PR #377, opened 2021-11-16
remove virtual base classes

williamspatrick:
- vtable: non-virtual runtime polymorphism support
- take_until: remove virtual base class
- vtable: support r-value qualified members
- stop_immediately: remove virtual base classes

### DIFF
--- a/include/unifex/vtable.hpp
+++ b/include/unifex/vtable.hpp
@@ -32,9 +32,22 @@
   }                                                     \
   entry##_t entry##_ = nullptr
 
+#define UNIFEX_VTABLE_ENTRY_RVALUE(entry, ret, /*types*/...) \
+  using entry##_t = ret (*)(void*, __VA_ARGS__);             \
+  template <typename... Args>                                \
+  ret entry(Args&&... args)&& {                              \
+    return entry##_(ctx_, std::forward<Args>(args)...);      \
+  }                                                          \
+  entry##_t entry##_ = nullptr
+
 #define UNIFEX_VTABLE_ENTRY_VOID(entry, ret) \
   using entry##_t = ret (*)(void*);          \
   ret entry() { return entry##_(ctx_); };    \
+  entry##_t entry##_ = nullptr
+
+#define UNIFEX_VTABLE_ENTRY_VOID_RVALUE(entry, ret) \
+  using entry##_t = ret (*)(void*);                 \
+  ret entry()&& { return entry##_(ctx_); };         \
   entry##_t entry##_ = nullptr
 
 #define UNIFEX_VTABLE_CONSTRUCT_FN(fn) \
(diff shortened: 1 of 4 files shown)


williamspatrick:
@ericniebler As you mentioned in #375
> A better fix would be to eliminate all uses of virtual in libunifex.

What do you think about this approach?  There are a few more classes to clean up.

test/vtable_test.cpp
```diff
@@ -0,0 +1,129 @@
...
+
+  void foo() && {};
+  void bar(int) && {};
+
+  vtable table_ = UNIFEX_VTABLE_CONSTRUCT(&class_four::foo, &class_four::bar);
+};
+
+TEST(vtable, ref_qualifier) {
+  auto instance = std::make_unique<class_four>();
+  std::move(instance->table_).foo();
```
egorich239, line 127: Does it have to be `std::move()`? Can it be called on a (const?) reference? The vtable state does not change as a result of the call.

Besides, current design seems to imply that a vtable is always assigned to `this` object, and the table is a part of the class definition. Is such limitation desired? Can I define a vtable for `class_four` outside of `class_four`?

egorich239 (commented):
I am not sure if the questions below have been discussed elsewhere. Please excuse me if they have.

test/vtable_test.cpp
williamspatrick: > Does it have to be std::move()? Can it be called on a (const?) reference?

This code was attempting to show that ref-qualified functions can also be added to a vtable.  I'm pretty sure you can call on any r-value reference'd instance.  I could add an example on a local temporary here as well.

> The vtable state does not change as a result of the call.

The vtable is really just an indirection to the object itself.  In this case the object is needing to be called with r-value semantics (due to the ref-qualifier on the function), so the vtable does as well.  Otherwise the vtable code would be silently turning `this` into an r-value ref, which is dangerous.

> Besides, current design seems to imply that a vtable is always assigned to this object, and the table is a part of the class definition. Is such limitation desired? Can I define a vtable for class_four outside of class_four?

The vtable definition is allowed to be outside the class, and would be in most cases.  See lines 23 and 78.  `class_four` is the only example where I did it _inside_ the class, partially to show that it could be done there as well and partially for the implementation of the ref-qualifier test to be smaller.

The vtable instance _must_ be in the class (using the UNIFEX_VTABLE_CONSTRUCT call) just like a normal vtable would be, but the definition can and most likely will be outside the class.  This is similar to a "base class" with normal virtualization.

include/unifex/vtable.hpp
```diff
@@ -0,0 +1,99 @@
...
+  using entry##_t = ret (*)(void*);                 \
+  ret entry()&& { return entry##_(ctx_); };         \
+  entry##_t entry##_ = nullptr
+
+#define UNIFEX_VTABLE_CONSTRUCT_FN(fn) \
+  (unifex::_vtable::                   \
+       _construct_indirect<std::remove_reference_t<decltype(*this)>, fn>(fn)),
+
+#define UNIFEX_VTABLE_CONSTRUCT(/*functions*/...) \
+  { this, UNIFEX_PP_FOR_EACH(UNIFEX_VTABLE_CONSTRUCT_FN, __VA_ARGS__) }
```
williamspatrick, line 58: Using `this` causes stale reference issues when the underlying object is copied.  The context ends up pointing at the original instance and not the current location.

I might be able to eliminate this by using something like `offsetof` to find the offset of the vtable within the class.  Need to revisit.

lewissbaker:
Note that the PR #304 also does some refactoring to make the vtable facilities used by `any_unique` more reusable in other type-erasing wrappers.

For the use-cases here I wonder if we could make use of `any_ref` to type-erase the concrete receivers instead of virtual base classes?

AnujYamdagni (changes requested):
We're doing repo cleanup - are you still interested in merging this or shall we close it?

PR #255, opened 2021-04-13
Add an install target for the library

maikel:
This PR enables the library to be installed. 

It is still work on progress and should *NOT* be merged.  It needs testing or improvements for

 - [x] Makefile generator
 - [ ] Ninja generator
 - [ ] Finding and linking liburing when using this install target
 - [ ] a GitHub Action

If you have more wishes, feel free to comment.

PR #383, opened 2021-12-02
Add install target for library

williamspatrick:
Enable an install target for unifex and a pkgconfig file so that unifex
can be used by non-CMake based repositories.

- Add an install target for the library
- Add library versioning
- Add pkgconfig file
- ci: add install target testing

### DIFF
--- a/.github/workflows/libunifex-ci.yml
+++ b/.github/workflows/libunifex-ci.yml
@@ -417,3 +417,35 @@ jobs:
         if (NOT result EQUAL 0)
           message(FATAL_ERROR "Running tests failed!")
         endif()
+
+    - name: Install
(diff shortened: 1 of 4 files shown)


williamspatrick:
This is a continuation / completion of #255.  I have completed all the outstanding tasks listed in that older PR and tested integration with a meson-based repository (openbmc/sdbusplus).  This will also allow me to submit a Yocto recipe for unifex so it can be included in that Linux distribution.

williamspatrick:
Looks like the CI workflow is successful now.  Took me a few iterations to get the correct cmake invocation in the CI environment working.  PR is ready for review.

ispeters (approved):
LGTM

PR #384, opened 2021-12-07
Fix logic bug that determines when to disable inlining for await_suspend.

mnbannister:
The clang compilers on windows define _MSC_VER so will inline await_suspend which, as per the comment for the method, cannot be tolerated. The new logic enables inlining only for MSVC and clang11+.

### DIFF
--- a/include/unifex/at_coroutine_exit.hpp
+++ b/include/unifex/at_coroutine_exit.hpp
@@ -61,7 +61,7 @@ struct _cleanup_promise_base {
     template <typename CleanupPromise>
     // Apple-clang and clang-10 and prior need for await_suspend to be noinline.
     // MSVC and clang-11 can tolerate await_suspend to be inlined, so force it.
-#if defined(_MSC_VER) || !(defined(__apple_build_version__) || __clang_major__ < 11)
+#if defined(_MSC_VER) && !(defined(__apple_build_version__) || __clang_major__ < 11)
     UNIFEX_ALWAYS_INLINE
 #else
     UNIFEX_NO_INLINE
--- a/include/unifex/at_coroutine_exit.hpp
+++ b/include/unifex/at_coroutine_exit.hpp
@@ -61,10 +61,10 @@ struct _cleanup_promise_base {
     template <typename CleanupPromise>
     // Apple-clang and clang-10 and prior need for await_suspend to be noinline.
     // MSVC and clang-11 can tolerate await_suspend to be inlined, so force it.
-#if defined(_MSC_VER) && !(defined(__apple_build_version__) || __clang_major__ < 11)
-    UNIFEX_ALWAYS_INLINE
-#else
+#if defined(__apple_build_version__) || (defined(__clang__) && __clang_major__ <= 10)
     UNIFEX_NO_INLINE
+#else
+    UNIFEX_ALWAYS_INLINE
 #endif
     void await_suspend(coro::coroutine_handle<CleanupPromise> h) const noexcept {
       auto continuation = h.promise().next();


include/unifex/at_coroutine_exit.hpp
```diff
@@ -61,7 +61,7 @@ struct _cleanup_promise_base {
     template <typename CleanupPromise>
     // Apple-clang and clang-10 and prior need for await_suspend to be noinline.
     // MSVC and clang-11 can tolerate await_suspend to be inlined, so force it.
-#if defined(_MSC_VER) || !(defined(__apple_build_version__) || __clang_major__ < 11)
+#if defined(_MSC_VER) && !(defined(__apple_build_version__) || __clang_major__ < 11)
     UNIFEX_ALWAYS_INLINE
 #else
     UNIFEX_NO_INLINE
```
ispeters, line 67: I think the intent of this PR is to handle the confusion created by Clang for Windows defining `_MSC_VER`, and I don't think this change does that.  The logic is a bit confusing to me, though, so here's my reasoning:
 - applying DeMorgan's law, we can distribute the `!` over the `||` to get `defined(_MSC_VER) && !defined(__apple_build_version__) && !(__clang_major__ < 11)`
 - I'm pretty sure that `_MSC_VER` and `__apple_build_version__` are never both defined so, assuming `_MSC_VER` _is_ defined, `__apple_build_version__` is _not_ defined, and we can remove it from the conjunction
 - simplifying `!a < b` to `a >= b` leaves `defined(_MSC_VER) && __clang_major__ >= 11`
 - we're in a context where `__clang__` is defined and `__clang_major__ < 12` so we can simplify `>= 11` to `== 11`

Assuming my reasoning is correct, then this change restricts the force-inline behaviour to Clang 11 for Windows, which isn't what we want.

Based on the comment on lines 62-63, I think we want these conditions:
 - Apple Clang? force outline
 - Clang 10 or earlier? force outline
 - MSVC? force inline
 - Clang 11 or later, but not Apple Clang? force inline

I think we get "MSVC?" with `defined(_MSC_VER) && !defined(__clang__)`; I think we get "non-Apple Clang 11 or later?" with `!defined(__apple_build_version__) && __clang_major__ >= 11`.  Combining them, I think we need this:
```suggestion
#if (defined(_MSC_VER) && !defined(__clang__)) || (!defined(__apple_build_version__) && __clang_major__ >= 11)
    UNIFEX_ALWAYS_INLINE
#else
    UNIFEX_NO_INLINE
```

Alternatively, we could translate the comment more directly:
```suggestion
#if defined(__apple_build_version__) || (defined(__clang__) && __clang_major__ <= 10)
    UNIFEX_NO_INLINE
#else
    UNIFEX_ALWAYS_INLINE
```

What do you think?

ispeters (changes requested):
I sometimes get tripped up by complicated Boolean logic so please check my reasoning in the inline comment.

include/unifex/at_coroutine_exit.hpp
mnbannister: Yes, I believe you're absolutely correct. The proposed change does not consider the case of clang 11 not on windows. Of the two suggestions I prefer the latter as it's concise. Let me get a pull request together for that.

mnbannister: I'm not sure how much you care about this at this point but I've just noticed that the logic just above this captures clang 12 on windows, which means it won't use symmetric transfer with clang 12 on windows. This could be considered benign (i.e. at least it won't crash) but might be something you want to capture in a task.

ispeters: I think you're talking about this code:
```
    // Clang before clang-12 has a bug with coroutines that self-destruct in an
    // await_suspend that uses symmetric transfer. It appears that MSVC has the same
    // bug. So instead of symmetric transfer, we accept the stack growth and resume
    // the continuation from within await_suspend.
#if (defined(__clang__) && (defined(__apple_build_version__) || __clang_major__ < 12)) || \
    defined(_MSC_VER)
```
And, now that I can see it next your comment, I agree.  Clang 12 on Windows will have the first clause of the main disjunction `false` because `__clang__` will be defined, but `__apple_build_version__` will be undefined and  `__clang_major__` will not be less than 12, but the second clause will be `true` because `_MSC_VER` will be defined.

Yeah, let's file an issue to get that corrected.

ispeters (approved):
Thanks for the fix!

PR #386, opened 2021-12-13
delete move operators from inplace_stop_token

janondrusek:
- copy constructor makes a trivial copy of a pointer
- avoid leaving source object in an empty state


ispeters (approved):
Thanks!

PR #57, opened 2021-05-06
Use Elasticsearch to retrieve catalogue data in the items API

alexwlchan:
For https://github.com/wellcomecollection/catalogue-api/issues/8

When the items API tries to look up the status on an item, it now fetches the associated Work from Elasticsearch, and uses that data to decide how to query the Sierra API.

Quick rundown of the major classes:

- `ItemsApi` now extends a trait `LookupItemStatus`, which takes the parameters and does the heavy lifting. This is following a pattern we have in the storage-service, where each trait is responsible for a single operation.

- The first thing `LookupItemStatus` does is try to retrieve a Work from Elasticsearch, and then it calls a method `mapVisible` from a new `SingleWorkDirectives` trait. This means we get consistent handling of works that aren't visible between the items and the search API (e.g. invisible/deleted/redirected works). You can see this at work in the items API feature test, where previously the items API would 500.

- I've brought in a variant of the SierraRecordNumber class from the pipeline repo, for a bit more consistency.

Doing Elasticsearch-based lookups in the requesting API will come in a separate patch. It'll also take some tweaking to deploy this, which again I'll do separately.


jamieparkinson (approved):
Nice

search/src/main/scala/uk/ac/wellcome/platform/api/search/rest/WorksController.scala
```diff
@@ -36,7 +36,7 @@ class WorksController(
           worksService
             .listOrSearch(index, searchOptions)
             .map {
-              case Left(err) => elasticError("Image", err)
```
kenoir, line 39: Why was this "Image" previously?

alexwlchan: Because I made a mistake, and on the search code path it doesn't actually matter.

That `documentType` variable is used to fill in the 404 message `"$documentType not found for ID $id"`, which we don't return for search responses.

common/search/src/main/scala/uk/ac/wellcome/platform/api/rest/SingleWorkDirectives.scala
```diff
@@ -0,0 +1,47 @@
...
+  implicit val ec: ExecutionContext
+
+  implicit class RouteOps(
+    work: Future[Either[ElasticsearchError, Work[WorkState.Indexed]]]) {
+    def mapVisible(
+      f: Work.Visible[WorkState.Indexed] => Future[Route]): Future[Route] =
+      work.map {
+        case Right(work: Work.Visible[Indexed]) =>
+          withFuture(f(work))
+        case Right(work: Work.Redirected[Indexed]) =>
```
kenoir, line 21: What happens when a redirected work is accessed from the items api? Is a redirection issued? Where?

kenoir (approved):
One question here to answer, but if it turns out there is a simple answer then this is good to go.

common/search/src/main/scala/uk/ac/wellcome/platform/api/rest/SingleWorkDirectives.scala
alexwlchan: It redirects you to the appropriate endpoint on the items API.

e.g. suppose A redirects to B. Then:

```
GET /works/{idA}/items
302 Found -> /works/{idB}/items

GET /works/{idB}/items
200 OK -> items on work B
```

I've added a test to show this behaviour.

• _Work task_
All lines in the records above that contain "would" are to be reported.

• _Exercise result_
> A better fix would be to eliminate all uses of virtual in libunifex.
The vtable is really just an indirection to the object itself.  In this case the object is needing to be called with r-value semantics (due to the ref-qualifier on the function), so the vtable does as well.  Otherwise the vtable code would be silently turning `this` into an r-value ref, which is dangerous.
The vtable definition is allowed to be outside the class, and would be in most cases.  See lines 23 and 78.  `class_four` is the only example where I did it _inside_ the class, partially to show that it could be done there as well and partially for the implementation of the ref-qualifier test to be smaller.
The vtable instance _must_ be in the class (using the UNIFEX_VTABLE_CONSTRUCT call) just like a normal vtable would be, but the definition can and most likely will be outside the class.  This is similar to a "base class" with normal virtualization.
- The first thing `LookupItemStatus` does is try to retrieve a Work from Elasticsearch, and then it calls a method `mapVisible` from a new `SingleWorkDirectives` trait. This means we get consistent handling of works that aren't visible between the items and the search API (e.g. invisible/deleted/redirected works). You can see this at work in the items API feature test, where previously the items API would 500.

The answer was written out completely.